Ya, padahal anak-anaknya bekerja. Kakakku memiliki usaha rumah makan, begitupun denganku dan juga suamiku. Hobby menulisku pun menjadi penghasilan sampinganku. Tapi hebatnya kedua orang tuaku itu tak pernah sekalipun meminta-minta padaku atau pada kakakku.

Semuanya berjalan dengan sempurna. hingga suatu hari, tepatnya bulan Lima kemarin, mimpi burukku itu baru saja dimulai.

Ibu baru berani jujur padaku jika ada yang salah dengan tubuhnya. ia merasakan sebuah benjolan yang terasa ketika di raba di area payudara kanannya.

Shock? tentu saja.

Selama ini, Ibuku tidak pernah sakit. Dia adalah wanita terkuat yang pernah kukenal. Dulu, saat aku masih kecil, Bapak pergi merantau ke Negeri seberang tanpa kabar. dan hebatnya, Ibuku mampu membiayahi sekolahku dan sekolah kakakku saat itu dengan hanya menjadi buruh tani. Ya, dia benar-benar wanita terkuat yang pernah kukenal.

Tapi saat dia menceritakan keadaannya saat itu padaku, kulihat ada sebuah ketakutan yang begitu kentara di matanya. kulihat kerapuhan yang tampak jelas di wajahnya. Ya, dia takut. begitupun denganku.

Aku bukanlah wanita kuno, aku adalah wanita yang suka memanfaatkan teknologi saat ini untuk kepentingan yang lebih positif. seperti belajar sesuatu, atau mencari kabar-kabar melalui artikel-artikel di internet.

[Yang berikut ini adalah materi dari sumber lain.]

PR #3358, opened 2021-11-29
RD-3573 Rewrite label-dependency infra

tehasdf:
Look, this is going to be mostly impossible to review. I've tried to
split it into somewhat readable commits, but let's be realistic here...

Anyway, this rewrites my previous `recalc_ancestors` with an approach
that is way faster (see the `Rewrite recalc_ancestors` commit - if you
don't read anything else, at least read that one).

Then I make sure all the places that used to create the RecursiveGraph
stuff, use recalc_ancestors instead.

And then I drop a bunch of now-disused stuff. Nice.


tehasdf:
given another week, I'd split this into multiple smaller PRs. But alas.

tehasdf:
The `sorted()` (and `.order_by`) calls in this are sponsored by my realization that yes, a single query can still deadlock.
That is, `SELECT _storage_id from deps WHERE _storage_id IN (1, 2, 3)` and another one with a `IN (3, 2, 1)` MIGHT STILL DEADLOCK.

It's not about putting everything in a single query. Locks are taken on a per-row basis, not a per-query basis.

Instead of trying to put as much as you can into a query, you need to make sure that items are always accessed in the same order.

rest-service/manager_rest/resource_manager.py
```diff
@@ -2676,140 +2617,76 @@ def _get_utc_datetime_from_sched_plan(time_expression, base_datetime=None):
...
-                    deployment_status=new_status,
-                    sub_services_count=dep_summary.sub_services_count,
-                    sub_environments_count=dep_summary.sub_environments_count,
-                    sub_services_status=dep_summary.sub_services_status,
-                    sub_environments_status=dep_summary.sub_environments_status
+        with self.sm.transaction():
+            deps = models.DeploymentLabelsDependencies.get_dependencies(
+                deployment_ids, dependents=False, locking=True)
+            if not deps:
+                # no deps, means there's no tree to speak of, we just need to
```
geokala, line 2499: This should be "we only need to update deployment_ids" or "we just need to update deployment_ids", but I'm just commenting on it in case it wasn't a braino- I don't think it's necessarily worth fixing for this PR.

tehasdf: `we just need to update deployment_ids only` is the wording i changed this to, for extra emphasis

geokala (approved):

PR #3365, opened 2021-12-01
RD-3680 Reduce memory usage when fetching labels

tehasdf:
Fetching visibility/tenant_id like that didn't actually use the
declared relationship (the one with lazy=joined).
No, it used a separate join, and it actually emitted a cross join.
This is why the restservice starts using tens of gigabytes of ram at
some point.
To use the declared relationship, we have to use it explicitly,
like this.

### DIFF
--- a/rest-service/manager_rest/storage/resource_models.py
+++ b/rest-service/manager_rest/storage/resource_models.py
@@ -868,14 +868,6 @@ class LabelBase(CreatedAtMixin, SQLModelBase):
     def creator(cls):
         return one_to_many_relationship(cls, User, cls._creator_id, 'id')
 
-    @declared_attr
-    def visibility(cls):
-        return cls.labeled_model.visibility
-
-    @declared_attr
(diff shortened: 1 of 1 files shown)


rest-service/manager_rest/storage/resource_models.py
```diff
@@ -910,6 +905,9 @@ def blueprint(cls):
             'Blueprint', lazy='joined',
```
mateumann, line 905: Why did you leave quotes here?

tehasdf: removed now!

It doesn't really matter, anyway, sqlalchemy fetches them by string as well (it does it specifically so that it's possible to have two models reference each other, it'd be a NameError in one of them otherwise)
(but in this case, BlueprintLabel is defined after Blueprint, so it doesn't need to go by string)

mateumann (approved):

PR #3368, opened 2021-12-01
RD-3663 Limit iteration in dequeueing

tehasdf:
Rather than `while True`, make sure to limit it to a finite count.
This makes me feel safer.

Also, don't just fetch the same executions in every loop - repeating
the same and hoping for different results, is the definition of
insanity, after all.
Instead, increase offset in each iteration, to allow some crawling
through the results.

This doesn't directly fix RD-3663, but it's a stopgap for now


tehasdf:
Scratch the offset idea for now (see the last commit). So, this is just about replacing the `while True` with a finite loop

geokala (approved):

PR #3387, opened 2021-12-07
RD-3703 Dequeue create-dep-env before other workflows

tehasdf:
Make sure that create-dep-env is dequeued before executions of
any other workflows that use that deployment.

The "only dequeue executions that belong to deployments who
have no active executions" check is just not enough.
Instead, only dequeue executions, who:
- are either create-dep-env (so their deployment will NOT possibly 
  have any other executions running)
- belong to deployments that have:
  - no other executions _running_
  - no create-dep-env _queued_

That is to say, if a create-dep-env is even queued, then no other
executions for that deployment can possibly run.
Trying to run them would result in just an error, and indeed we
used to just throw an error.

### DIFF
--- a/rest-service/manager_rest/resource_manager.py
+++ b/rest-service/manager_rest/resource_manager.py
@@ -65,8 +65,6 @@ class ResourceManager(object):
 
     def __init__(self, sm=None):
         self.sm = sm or get_storage_manager()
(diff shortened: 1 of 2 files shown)


tehasdf:
this fixes a bug, but the performance work will be continued in RD-3663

mendengar kata Benjolan di payudara, tentu saja pikiranku segera menjurus ke sana. Ya, Kanker payudara. Jika kalian mengetik kata kanker wanita di internet, maka akan banyak sekali artikel-artikel kesehatan yang akan membahas tentang 1. Kanker Serviks, 2. Kanker payudara. Dan saat itu, ketika ibuku berkata tentang benjolan di dadanya, maka yang kupikirkan hanya Kanker Payudara.

Oh Tuhan! Tidak. Aku berharap jika itu hanya sebuah benjolan biasa, tumor jinak yang mungkin tak perlu di angkat. Atau mungkin hanya sebuah kelenjar normal yang membesar karena pengaruh hormon wanita atau sejenisnya.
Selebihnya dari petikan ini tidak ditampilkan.